▸ **PROBLEM**: Report every line of the listing below in which the string "packages" occurs.

= Beginning of Section =

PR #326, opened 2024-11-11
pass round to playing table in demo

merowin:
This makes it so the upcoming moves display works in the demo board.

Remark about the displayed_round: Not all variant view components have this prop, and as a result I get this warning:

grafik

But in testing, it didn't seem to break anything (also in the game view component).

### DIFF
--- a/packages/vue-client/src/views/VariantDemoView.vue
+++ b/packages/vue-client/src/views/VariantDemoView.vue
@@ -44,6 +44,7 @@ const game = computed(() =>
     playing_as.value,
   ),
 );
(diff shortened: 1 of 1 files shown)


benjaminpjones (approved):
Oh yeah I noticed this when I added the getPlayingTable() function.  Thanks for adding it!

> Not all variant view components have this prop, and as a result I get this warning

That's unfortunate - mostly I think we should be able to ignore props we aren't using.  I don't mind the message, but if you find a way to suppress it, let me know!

= End of Section =

▸ **RESPONSE TO THIS TASK**:
--- a/packages/vue-client/src/views/VariantDemoView.vue
+++ b/packages/vue-client/src/views/VariantDemoView.vue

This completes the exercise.